Our primary objective is to use a blend of chemical and biological approaches to address the alarming rise in antibiotic resistance. In this endeavour, we seek to identify and characterize novel antibiotic compounds. Our approach involves genome-mining, isolation and characterization of novel natural products, and mechanistic studies of key natural product biosynthetic enzymes. Taken together, our approach aims to expedite the discovery of future medicines from biological sources. Of special interest are compounds that only kill pathogenic bacteria or directly target mechanisms of virulence. Unlike currently deployed antibiotics, which exclusively target essential life processes, our strategy holds great potential in delaying resistance. The Mitchell laboratory is a multidisciplinary team that draws methodology from the fields of chemical biology, organic chemistry, microbiology, pharmacology, structural biology, and bioinformatics.
Chris and Graham have published a paper in J. Am. Chem. Soc. along with collaborators in the Challis lab. In this paper, the YcaO proteins responsible for the installation of thiazoline and macrolactamidine in the bottromycin precursor peptide were reconstituted and their respective substrate tolerances were elucidated.

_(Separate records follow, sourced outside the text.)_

PR #228, opened 2026-08-19
🐛 Reorder the mono font stack so Fira-Code-less devices keep monospace digits.

langyo:
## Problem

`--font-mono` put `var(--font-sans)` directly after "Fira Code" (the intent: CJK glyphs fall back to the UI CJK font, avoiding kai-style system mono CJK). But **Fira Code is a system font — phones never have it installed**, so on every mobile device the latin/digits silently rendered in the proportional sans, breaking every mono alignment in consuming apps (status-bar version hashes, latency readouts, code samples).

## Fix

Sans now sits right **before the generic `monospace` keyword**:

- latin/digits: Fira Code → ui-monospace (SF Mono/Roboto Mono on phones) → JetBrains Mono → …
- CJK glyphs (uncovered by latin mono faces): still fall to `--font-sans` — the original kai-avoidance intent preserved
- generic `monospace` remains the last resort only

Both definitions aligned: `packages/vue/src/styles/admin-tokens.scss` and `packages/theme/styles/_layout.scss`.

## Verification

- `vue-tsc --noEmit` ✅, `vitest run` 215/215 ✅
- Downstream: erp's vendored copy of the same stack fixed in its own PR; chest consumes this via the sibling link

### DIFF
--- a/packages/theme/styles/_layout.scss
+++ b/packages/theme/styles/_layout.scss
@@ -19,7 +19,10 @@
 
   // ── Font families (body text, mono for version/numbers) ─
   --font-sans: "Inter", ui-sans-serif, system-ui, -apple-system, BlinkMacSystemFont, "Segoe UI", Roboto, sans-serif;
-  --font-mono: ui-monospace, "JetBrains Mono", "Fira Code", Menlo, Consolas, monospace;
+  // Mono faces first for latin/digits; sans sits before the generic keyword
+  // only so CJK glyphs (uncovered by latin mono faces) fall back to the UI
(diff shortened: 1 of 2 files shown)


langyo:
**CI exemption record (per PLAN §7 CI 使用策略):** All Rust jobs fail at the `Setup Rust` step — `static.rust-lang.org … tls handshake eof` through the runner proxy (the same rustup TLS window recorded earlier today for erp's check job). Environmental, not code: this PR touches two SCSS font-stack lines only. Local verification green: `vue-tsc --noEmit` ✅ and `vitest run` 215/215 ✅.

PR #229, opened 2026-08-19
🐛 Restore the touch longpress reveal mode that chest's footer consumes.

langyo:
## Problem

#226 dropped `touchRevealMode`/`longPressDelay` from `HkHoverRevealAction` as part of the dead connection-status chain cleanup — but the mode is **not dead**: shittim-chest #355 gates its mobile footer add-view reveals behind a long press, and chest master fails to compile against hikari master (TS2322 `touchRevealMode does not exist` on ChatLayout.tsx:430 and StatusBar.tsx:129). The zero-consumer claim only held for the connection-status chain, not the longpress mode that landed in #222 for chest's #355.

## Fix

Restores the props, the long-press timer wiring, and the four component tests verbatim from 10cb583 (pre-#226).

## Verification

- `vue-tsc --noEmit` ✅
- `vitest run` **219/219** ✅ (215 current + 4 restored longpress tests)

### DIFF
--- a/packages/vue/src/components/HkHoverRevealAction.test.ts
+++ b/packages/vue/src/components/HkHoverRevealAction.test.ts
@@ -1,0 +1,68 @@
+import { afterEach, describe, expect, it, vi } from "vitest";
+import { createApp, h, defineComponent } from "vue";
+
+import HHoverRevealAction from "./HkHoverRevealAction";
+
+/** Mount the component into a detached container and return the host element. */
+async function mountHost(props: Record<string, unknown> = {}) {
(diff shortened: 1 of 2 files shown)


langyo:
**CI exemption record (per PLAN §7 CI 使用策略):** All Rust jobs fail in setup — `Setup Rust` exit 35 (rustup TLS handshake eof via the runner proxy, same window as #228/erp#45) and apt exit 100 (network). Environmental, not code. Local: `vue-tsc --noEmit` ✅, `vitest run` 219/219 ✅ (includes the 4 restored longpress tests).

PR #230, opened 2026-08-19
📱 Dock every mobile modal as a bottom sheet with a reserved top band.

langyo:
## Summary

Two user-reported mobile issues + a systematic unification:

1. **Overlay-over-sheet z bug**: the blurred overlay could paint above the modal content while the popup-manager handle resolves (inline z briefly 0/1). Explicit sibling stacking: overlay z:0, content z:1 — content is structurally always above.
2. **Unified mobile form factor**: every modal on phones (≤767px, matching useBreakpoint().isMobile) docks as a **bottom sheet** — rises from the bottom edge (translateY reveal), top corners rounded only, full width, and never grows past the top band reserved for the secondary-window breadcrumb strip (`--hk-sheet-top-inset`, default 4.25rem; consumers can override). Footer honours the iOS safe-area inset. Replaces the old ≤640px full-screen takeover.

Consumers: chest injects the breadcrumb-reserve value (chest-side PR follows); other repos inherit the default.

## Verification
vue-tsc clean; vitest 219/219.

### DIFF
--- a/packages/vue/src/components/HkModal.scss
+++ b/packages/vue/src/components/HkModal.scss
@@ -23,6 +23,11 @@
 .hk-modal-overlay {
   position: fixed;
   inset: 0;
+  // Explicit stacking inside the root: the content sibling is ALWAYS above
+  // the overlay regardless of the popup-manager base handed to the root
+  // (fixes the blurred overlay painting over the sheet when the manager
+  // handle hasn't resolved yet — zIndex briefly starts at 0).
+  z-index: 0;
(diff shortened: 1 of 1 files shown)


langyo:
Required checks PASS (lint-commits, validate). The optional Rust Lint job dies at rustup download (curl exit 35, SSL_ERROR_SYSCALL — the documented network-window environment class; this PR is SCSS-only, zero Rust). Local: vue-tsc clean, vitest 219/219. Merging per local-green + recorded exemption.

PR #231, opened 2026-08-19
🐛 Drop the UI sans from the mono stack so no-concrete-mono environments stay monospace.

langyo:
## Problem

The v1 reorder in #228 (`var(--font-sans)` before the generic `monospace` keyword) still fails on environments with **no concrete mono face installed** — stock Linux desktops and most Androids (`ui-monospace` is Apple-only): the proportional sans wins before the generic fallback, so digits still render proportionally (pixel-verified on a Linux host: two 14-char hashes measured 87.5px vs 94.34px).

## Fix

Pure mono stack — sans removed entirely, Linux monos added, generic `monospace` as the final catch-all:

- Apple → ui-monospace / SF Mono; Windows → Consolas; Linux → DejaVu/Liberation Sans Mono; Android → generic monospace (Roboto Mono-ish)
- CJK glyphs fall through to the platform last-resort CJK font (= the UI sans CJK on every modern platform — the kai concern the original comment guarded against)

Both definitions aligned (`admin-tokens.scss`, `theme/_layout.scss`).

## Verification

- `vue-tsc --noEmit` ✅, `vitest run` 219/219 ✅
- Pixel check on a Linux host (no Fira Code/JetBrains Mono installed) after this change lands in the consuming app follows in the P44 deploy verification

### DIFF
--- a/packages/theme/styles/_layout.scss
+++ b/packages/theme/styles/_layout.scss
@@ -19,10 +19,12 @@
 
   // ── Font families (body text, mono for version/numbers) ─
   --font-sans: "Inter", ui-sans-serif, system-ui, -apple-system, BlinkMacSystemFont, "Segoe UI", Roboto, sans-serif;
-  // Mono faces first for latin/digits; sans sits before the generic keyword
-  // only so CJK glyphs (uncovered by latin mono faces) fall back to the UI
-  // CJK font instead of the system's kai-style monospace CJK.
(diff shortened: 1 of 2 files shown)


langyo:
**CI exemption record (per PLAN §7 CI 使用策略):** All Rust jobs fail in setup (rustup TLS eof via runner proxy — the same window recorded on #228/#229, erp #44/#45, chest #361/#367 today). Environmental. Local: `vue-tsc --noEmit` ✅, `vitest run` 219/219 ✅. SCSS-only change.

PR #233, opened 2026-08-19
🛡️ Exclude hikari component interiors from the remaining element-level control rules.

langyo:
## Problem

The select chevron baseline, the label block rule, and the button-base element rule were the last bare-element form/control selectors in `theme/styles/base.scss` without the hk- exclusion that #232 added to the input/textarea baseline — flagged as the advisory in #232's verification round.

Same specificity hazard as the double-border input bug: the element-level `button:focus-visible` ring (0,1,1) outranks the component's plain-class styles on every hk- button interior (`hk-btn` / `hk-icon-button` / `hk-tabs-trigger`), and the label block's `margin-bottom` can leak into `.hk-input-label` where the class doesn't reset it. No hikari component renders a bare `<select>` today, so the chevron guard is purely symmetric defense.

## Fix

The same `:not([class^="hk-"]):not([class*=" hk-"])` exclusion applied to all three remaining rules (`select`, `label`, `button`). Bare app markup keeps the baseline; every hikari component interior is untouched.

## Verification

- Selector-chain logic identical to #232's (verified pattern)

### DIFF
--- a/packages/theme/styles/base.scss
+++ b/packages/theme/styles/base.scss
@@ -435,7 +435,11 @@ textarea:not([class^="hk-"]):not([class*=" hk-"]) {
     }
 }
 
-select {
+// Same hk- exclusion as the input/textarea/select baseline above: hikari
+// components render bare <select>/<label>/<button> interiors that own their
+// chrome, and the element-level :focus-visible ring (0,1,1) would outrank
+// their plain-class styles exactly like the double-border input bug (#232).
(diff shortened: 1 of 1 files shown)


langyo:
**CI exemption record (per PLAN §7 CI 使用策略):** All Rust jobs fail in setup — rustup TLS eof via the runner proxy, the same environmental window recorded on #228-#232 today. Local gates green: `vue-tsc --noEmit` ✅, `vitest run` 219/219 ✅. SCSS-only change.

PR #234, opened 2026-08-19
🛡️ Register the select and menu overlays with the popup z context.

langyo:
## Problem

The z hierarchy existed in THREE duplicated token sets that disagreed (`--z-header` 30 vs 100, `--z-sidebar` 40 vs the HkSidebar component default 900), and two overlay components escaped the registered context: **HkSelect's popout hardcoded z 1100** and **HkMenu's panels/sheets 1200+level** — values inside the popup-manager band (1000+2n) but unregistered, so a later-opened modal overtakes them (select-in-modal gets covered).

## Fix

- **Canonical band table** in `theme/styles/_layout.scss` with explicit group bands — local 0-9 / content-float 10-99 / app-chrome 100-199 / app-overlay 200-899 / app-sheet 900-999 / popup-stack 1000-1999 (manager) / toast 9999 / tooltip 10000 / fatal 10001 / titlebar 100001 / breadcrumb 100002. `admin-tokens.scss` mirrors the same values; `.s-status-bar` stops misusing `--z-sidebar` (gets `--z-footer`).
- **HkSelect / HkMenu register** with `usePopupManager` (kind=dropdown, 1000+2n) — their teleported roots take the allocated z inline; the hardcoded SCSS values are gone. HkMenu's mobile sheet levels now stack by DOM order inside the registered context (the per-sheet `` was redundant once the root owns a context).
- **HkLocalePicker**: scoped dropdown (absolute inside the header's own stacking context, not teleported) — inline 1000 → `var(--z-header-popup, 150)`, documenting the band it conceptually belongs to without racing the popup stack.

## Verification

- `vue-tsc --noEmit` ✅ · `vitest run` 219/219 ✅
- Companion PRs align chest/erp's vendored token blocks to the same band table

PR #235, opened 2026-08-19
🛡️ Move the admin shell footer onto the footer band.

langyo:
## Problem

HkAdminShell's footer slot wrapper still carried the pre-band inline `zIndex: 40`, so auth/admin layouts rendered a nested double footer (outer shell at 40, inner PFooter content at 110) after the band wave (#234 + chest #373).

## Fix

The shell footer now uses `var(--z-footer, 110)` — the same band token the vendored footers use.

## Verification

### DIFF
--- a/packages/vue/src/components/HkAdminShell.tsx
+++ b/packages/vue/src/components/HkAdminShell.tsx
@@ -107,7 +107,8 @@ export const HkAdminShell = defineComponent({
         </div>
 
         {slots.footer && (
-          <footer class="s-status-bar" style={{ position: "fixed", bottom: 0, left: 0, right: 0, zIndex: 40 }}>
+          <footer class="s-status-bar" style={{ position: "fixed", bottom: 0, left: 0, right: 0, // Footer band (was a bare 40 — the pre-band chrome value).
+            zIndex: "var(--z-footer, 110)" }}>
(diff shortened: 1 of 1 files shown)


langyo:
**CI exemption record (per PLAN §7 CI 使用策略):** Self-hosted Rust jobs fail at `Setup Rust` — the runner's rustup toolchain install is broken (`failure removing component 'cargo-x86_64-unknown-linux-gnu', directory does not exist: 'share/zsh/site-functions/_cargo'` — same signature as #234's reruns). Environmental. `fmt + clippy + test (hosted)` **PASS** + `validate` PASS. Local equivalents on the same node: `cargo fmt --all -- --check` ✅, `cargo clippy --workspace -- -D warnings` ✅, `cargo test --workspace` (running, results in follow-up), plus `vue-tsc` ✅ and `vitest run` 219/219 ✅ for the touched package.

langyo:
**Follow-up on the exemption:** `cargo test --workspace` was killed locally as overkill for this change — the PR touches one TSX line in packages/vue (an npm-workspace package verified by vitest 219/219 ✅); no Rust crate compiles this file. `cargo fmt` ✅ + `cargo clippy --workspace -- -D warnings` ✅ both ran green on this node.

PR #238, opened 2026-08-19
🎨 Give the gauge ring a palette-context variant API and stop the icon button from filling stroke icons.

langyo:
## What

- **HkGaugeRing** becomes a real theme-system citizen:
  - New `variant` prop (`primary | success | warning | danger | info | muted | auto`) — colors resolve from the theme palette context via the bridged `--hi-color-*` token family (`styles/admin-tokens.scss` bridges app `--color-*` triplets onto it; hikari-standalone gets foundation defaults). `auto` colors by utilisation thresholds (>= 90 danger, >= 75 warning, else success).
  - New single-ring `value` prop alongside the multi-ring `rings` API; explicit `color`/`trackColor` overrides still win (inline style).
  - Self-contained center overlay: `.hk-gauge-ring__center/__value/__label` replace the Tailwind-style utility classes (`absolute inset-0 flex … text-lg`) that only existed in hosts with an atomic-CSS layer — in any other host the center content drifted beside the ring at default font sizes. Typography now scales with `size` (value = clamp(11, size/6, 22)px), tabular figures for live ticks.
  - Aria: single-value rings expose `progressbar` semantics with `aria-valuenow`; multi-ring gauges are `img`.
- **HkIconButton** fixes:
  - Stop forcing `fill: currentColor` on slotted SVGs — CSS beats the SVG presentation attribute, so every lucide (stroke-based) icon rendered as a filled blob (the workspace-manager refresh glyph was the visible casualty).
  - `inheritAttrs: false` silently dropped caller attrs: `aria-label` never reached the DOM (icon-only buttons had no accessible name) and caller `class` was discarded. Attrs are now spread and the class merged.
  - 24px size class icon token xs(12px) → sm(14px): a 12px glyph in a 24px hit target read as a speck.

## Verification

- vitest 229/229 (incl. 10 new: variant mapping, auto thresholds, clamp, aria roles, center classes, icon-button attr fallthrough/class merge/click/slot)
- vue-tsc --noEmit clean

Chest follow-up consumes the variant API in the bridge-node manager and the admin system info page.

### DIFF
--- a/packages/vue/src/DemoApp.vue
+++ b/packages/vue/src/DemoApp.vue
@@ -32,6 +32,11 @@
         <HIconButton icon="search" variant="ghost" :size="16" />
         <HIconButton icon="settings" variant="secondary" :size="24" />
         <HIconButton icon="heart" variant="primary" :size="40" />
+        <!-- The icon slot accepts any component (lucide etc.); attrs like
+             aria-label now fall through to the button element. -->
+        <HIconButton variant="ghost" :size="24" aria-label="Refresh">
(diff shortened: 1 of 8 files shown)


langyo:
Environmental note: the self-hosted jobs (Test stable/nightly, Clippy, Format, Lint, Coverage, Check Formatting) all fail at the `actions/checkout` step — bare-mirror `not our ref` sync delay for the fresh branch, documented class in PLAN §7. The hosted job (`fmt + clippy + test (hosted)`) passes. Local verification on node-1: `vitest run` 229/229 (incl. 10 new tests), `vue-tsc --noEmit` clean.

Nilkamal and Graham, along with collaborators in the van der Donk lab, have published a paper in J. Am. Chem. Soc. This paper investigates the mechanism of a radical SAM enzyme that methylates a thiazole sp2 carbon center using extensive isotope labeling and protein mutagenesis experiments.
Nilkamal has published a paper in eLife. Nilkamal, along with collaborators in the Metcalf lab, has published a paper that shows a TfuA-associated YcaO thioamides MCR, a methane-producing enzyme.
Doug will be speaking at the Natural Product Discovery and Development in the Genomic Era Conference, which will be held in Clearwater, FL from Jan. 21-24, 2018.
Graham Hudson, along with collaborators in the Nair and van der Donk labs, published a paper in PNAS. The first crystal structure of a thiopeptide [4+2] enzyme was solved with substrate-like molecules bound. Biophysical and computational methods were used to further probe the mechanistic basis for this unusual RiPP transformation. This study lays the foundation for gaining an intimate, mechanistic understanding of thiopeptide [4+2] cycloaddition.